**What is expected**
The word "distribution" marks the lines to keep; find each one in the data and copy it.

[Stored data]
PR #1220, opened 2025-04-08
Filter disabled generators when computing bus Q limits

vidaldid-rte:

No

When a generator attached to a bus is disabled, exclude it from Q limit computations.

Disabled generators are counted in Q limits.

Disabled generators are excluded from Q limits.

- [ ] Yes
- [X] No

### DIFF
--- a/src/main/java/com/powsybl/openloadflow/network/impl/AbstractLfBus.java
+++ b/src/main/java/com/powsybl/openloadflow/network/impl/AbstractLfBus.java
@@ -451,6 +451,7 @@ public abstract class AbstractLfBus extends AbstractElement implements LfBus {
 
     private double getLimitQ(ToDoubleFunction<LfGenerator> limitQ) {
         return generators.stream()
+                .filter(g -> !g.isDisabled())
                 .mapToDouble(generator -> (generator.getGeneratorControlType() == LfGenerator.GeneratorControlType.VOLTAGE ||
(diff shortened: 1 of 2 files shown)


src/main/java/com/powsybl/openloadflow/network/impl/AbstractLfBus.java
```diff
@@ -451,6 +451,7 @@ public double getMaxP() {
 
     private double getLimitQ(ToDoubleFunction<LfGenerator> limitQ) {
         return generators.stream()
+                .filter(g -> !g.isDisabled())
```
SylvestreSakti, line 454: Should we apply the same filter for `generationTargetP` and `generationTargetQ` ?

vidaldid-rte: Good question, although if these quantities were wrong we would have noticed :+1: 

Here is what happens (and it's not as homogeneous as it could be...) 

Here the protection is necessary because the disconnected groupe is removed from tension control and its targetQ might be added to the limit.

Fot generationTargetP, the mecanism is different. The contingency triggers a setTargetP to the group that invalidates the bus generationTargetP. So no need.

Slightly different for generationTargetQ - le quantity is directly updated by the contingence.

SylvestreSakti (approved):

jeandemanged (approved):

SylvestreSakti (approved):

PR #1222, opened 2025-04-11
Change log levels for post-contingency and action messages in Fast DC Security Analysis

p-arvy:

No, but the development is based on the collaborative work of #1169, aiming to improve the performance of the fast DC SA.

In default and fast DC security analyses, the logs indicating the start and end of a post-contingency or post-operator strategy simulation are at the `INFO` level. For the fast DC SA, these logs are changed to the `DEBUG` level.

Currently, the logs are displayed via method calls defined in the `AbstractSecurityAnalysis` class, which log at the `INFO` level. This represents about 5% of the CPU time for a fast DC SA run, and slows down the total execution time.
2-per-cent-log
3-per-cent-log

Since the computation cost is roughly the same for all contingencies in fast DC SA, these logs should be displayed at a higher level of detail.

The logging methods in the `AbstractSecurityAnalysis` class have been modified so that the log level is configurable. In the fast DC SA, the log level is now set to `DEBUG`, which makes the logs cleaner and improves performances.

The `DEBUG` level was chosen to keep the logs consistent with those related to active power distribution, when overriding pre-contingency states in the fast DC SA (the following logs are from the unit test `WoodburyDcSecurityAnalysisWithActionsTest.testSaDcPhaseTapChangerTapPositionChangeWithConnectivityBreak`).

image

- [ ] Yes
- [x] No

To enable the display of detailed logs for post-contingency and post-operator strategy simulations in fast DC Security Analysis, you can set the `com.powsybl.openloadflow.sa.AbstractSecurityAnalysis` logger to DEBUG in your logging configuration file. For better performance, it is recommended to avoid enabling these logs. It should be used only when needed for debugging or detailed analysis.

**Other information**:


Hadrien-Godard (dismissed):

Hadrien-Godard (approved):

docs/security/parameters.md
```diff
@@ -52,7 +52,11 @@ The default value is 1.
 
 **dcFastMode**  
 The `dcFastMode` property allows to use fast DC security analysis, based on Woodbury's formula for calculating post-contingency states, 
-when DC mode is activated.
+when DC mode is activated. 
+
+Setting the `com.powsybl.openloadflow.sa.AbstractSecurityAnalysis` logger to DEBUG in your logging configuration file enables the display of detailed logs
```
vidaldid-rte, line 57: After more thought @p-arvy I wonder if this comment on log should be here. It is really low level and implementation dependent. What about moving that in the PR description (at the end where breaking changes are described) and adding that in the Release notes as well ?

vidaldid-rte (approved):

Hadrien-Godard (approved):

Issue #1219, opened 2025-04-04
Remaining slack mismatch in AIC


vmouradian:
### Describe the current behavior

When using AIC outerloop, a LF can be succesful, but slack mismatch at the end can be more than the selected threshold if this one is low.

### Describe the expected behavior

Slack bus mismatch should be below the threshold if the loadflow is sucessful.

### Describe the steps

Example : 
add `network.getLine("l23_A1").setX(0);`
after creating the network in` AreaInterchangeControlTest#twoAreasWithUnpairedDanglingLine`

PR #1223, opened 2025-04-11
Fix slack mismatch remaining after AIC

vmouradian:

[#1219](https://github.com/powsybl/powsybl-open-loadflow/issues/1219)

Bug Fix

AIC : after balancing all areas, some slack mismatch can remain
It is split and distributed equally among areas.
If the mismatch is very small then we can have mismatch / areas_count < epsilon_P and then it is not distributed at all

remaining mismatch is distributed among all buses in one run of active power distribution


vidaldid-rte (approved):
I am not familiar with area interchange.
I approve on the basis that the modification is local to this algorithm and should not create any regression, and the modification follows the project coding standard.

SylvestreSakti (approved):

PR #1225, opened 2025-04-15
Remove useless ReportNode locale report and set tests locale default to stabilize report node tests

alicecaron:

No

Clean tests related to reports, set the US locale for the tests to stabilize them regardless of the machine environment running the tests. Remove useless test reports_en.properties (according to the core MR that will now set the default locale as the report default  locale (see [core#3406](https://github.com/powsybl/powsybl-core/pull/3406))).

The tests about reports are sensible to the default locale and need an empty reports_en.properties to be successfull with the message template translation.

The tests on reports always set the locale US to ensure the tests will run successfully regardless the default locale of the machine running the tests.

- [ ] Yes
- [x] No

**Other information**:


src/main/java/com/powsybl/openloadflow/ac/outerloop/ReactiveLimitsOuterLoop.java
```diff
@@ -187,21 +187,25 @@ private static boolean switchPqPv(List<PqToPvBus> pqToPvBuses, ContextData conte
 
             int pvPqSwitchCount = contextData.getPvPqSwitchCount(controllerBus.getId());
             if (pvPqSwitchCount >= maxPqPvSwitch) {
-                pqPvNodes.add(Reports.reportPvPqSwitchLimit(controllerBus, pvPqSwitchCount, log, LOGGER));
+                pqPvNodes.add(Reports.reportPvPqSwitchLimit(reportNode, controllerBus, pvPqSwitchCount, log, LOGGER));
             } else {
```
vidaldid-rte, line 191: Now that the methode takes a report as argument it is not clear from its name whether it
    - Creates a single root report node
    - Adds a node to an existing report


Can you plase rename it - something like createRootReportPvPqSwitchLimit

Same for all similar cases....

src/test/java/com/powsybl/openloadflow/ac/AcLoadFlowEurostagTutorialExample1Test.java
```diff
@@ -55,6 +58,7 @@ class AcLoadFlowEurostagTutorialExample1Test {
 
     @BeforeEach
     void setUp() {
+        Locale.setDefault(Locale.US);
```
vidaldid-rte, line 61: What is the rule for adding this in a test ?
Is there a reason to run tests, by default, with the machine locale ?
If not, why not adding this statement in the maven configuration for running tests so that all tests run with the US locale ?

src/main/java/com/powsybl/openloadflow/ac/outerloop/ReactiveLimitsOuterLoop.java
alicecaron: you're right, done

src/test/java/com/powsybl/openloadflow/ac/AcLoadFlowEurostagTutorialExample1Test.java
vidaldid-rte: I would not do that personnaly in the code. I prefer the settings in the POM.

   - If you modify the static variable in the code, like the Locale, you have to clean it at test end, or you may have side effects for other tests using the same VM.
   - If you do this for all tests taht compare report strings how do you ensure on the long run that each time a test is modified or created, the rule is still enforced ?
   
   I prefer the follwing:
      - tests run by default with a deterministic local (the modif you did in the pom)
      - tests that explicitely need to test something different form the defaut Locale modify the Locale during the test and restore the defaut Local when they are done.

geofjamg: Agree, this is a very bad practice, creating a side effect on other tests. We must never change a global variable in a test.

vidaldid-rte (approved):

jeandemanged (approved):

PR #1228, opened 2025-04-25
Sensitivity Analysis : Select tie line factor with its dangling line id

SylvestreSakti:

No

When computing sensitivity factor of a tie line, we want to be able to select it by its dangling line id

When a dangling line id is specified, the corresponding LfDanglingLineBranch is selected (only if the dangling line is not paired)

When a dangling line id is specified, if the dangling line is paired (and its studied side is the side 1 corresponding to the network side), the corresponding LfTieLineBranch is selected

- [ ] Yes
- [x] No


vidaldid-rte (approved):

src/main/java/com/powsybl/openloadflow/sensi/AbstractSensitivityAnalysis.java
```diff
@@ -775,6 +775,24 @@ protected void checkLoadFlowParameters(LoadFlowParameters lfParameters) {
         }
     }
 
+    private Pair<SensitivityFunctionType, String> checkAndUpdateFunctionTypeDanglingLine(Network network, SensitivityFunctionType functionType, String functionId) {
+        if (isFlowFunction(functionType) || isReactivePowerFunctionType(functionType)) {
```
Hadrien-Godard, line 779: If I am right, for this test to be false, you should request for a sensitivity on a bus voltage, with the same Id as a dangling line.
However this test is significant because it prevents the unwanted side effect that you can have in this "weird" case.
So, I suggest to add a unit test.
This will also cover the last line of this method.

src/main/java/com/powsybl/openloadflow/sensi/AbstractSensitivityAnalysis.java
```diff
@@ -775,6 +775,24 @@ protected void checkLoadFlowParameters(LoadFlowParameters lfParameters) {
...
+            DanglingLine danglingLine = network.getDanglingLine(functionId);
+            if (danglingLine != null && danglingLine.isPaired()) {
```
Hadrien-Godard, line 781: This one cannot be false, as it is tested before calling this method.

vidaldid-rte: @Hadrien-Godard  this is true. But only in the context of the current call graph. Robust and maintainable  API design should be indeependant of the call graph at a moment in time, and it is good practice to check assumptions in the function.
So although the Sonar robot complains this is not tested, I am for keeping this. It improves code quality.

src/main/java/com/powsybl/openloadflow/sensi/AbstractSensitivityAnalysis.java
SylvestreSakti: I did not think about this case, and indeed, it could have been a weird one ! But when trying to implement the unit test, actually it is impossible (because when trying to add a sensitivity with a bus voltage function, the reader automatically selects its bus as the functionId, and it is impossible to have a network that has a dangling line and a bus with the same id).

I wanted to keep these conditions in case other function types are implemented in the future, and that would be unsupported in this case. Again, it is for maintanibility but it has the drawback of reducing sonar's coverage.

Hadrien-Godard (approved):

PR #1239, opened 2025-06-06
Adapt to the removal of PST FIXED_TAP regulation mode and the new PST…

### LINKED ISSUE #1202: Adapt to the new possible Powsybl PhaseTapChanger regulation modes

A `PhaseTapChanger` can have a `FIXED_TAP` `RegulationMode` regardless of its `regulating` value.

A `PhaseTapChanger` `FIXED_TAP` `RegulationMode` no longer exists. Instead the `regulating` boolean should be set to false to represent the old fixed tap mode.  
So `regulating` attribute must be taken into account to determine if phase tap changer can change position during a loadflow regardless its `RegulationMode` which must be set in any case as one of the following ones: `CURRENT_LIMITER`, `ACTIVE_POWER_CONTROL`.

**Solved problem**
The `DEBUG` level was chosen to keep the logs consistent with those related to active power distribution, when overriding pre-contingency states in the fast DC SA (the following logs are from the unit test `WoodburyDcSecurityAnalysisWithActionsTest.testSaDcPhaseTapChangerTapPositionChangeWithConnectivityBreak`).
remaining mismatch is distributed among all buses in one run of active power distribution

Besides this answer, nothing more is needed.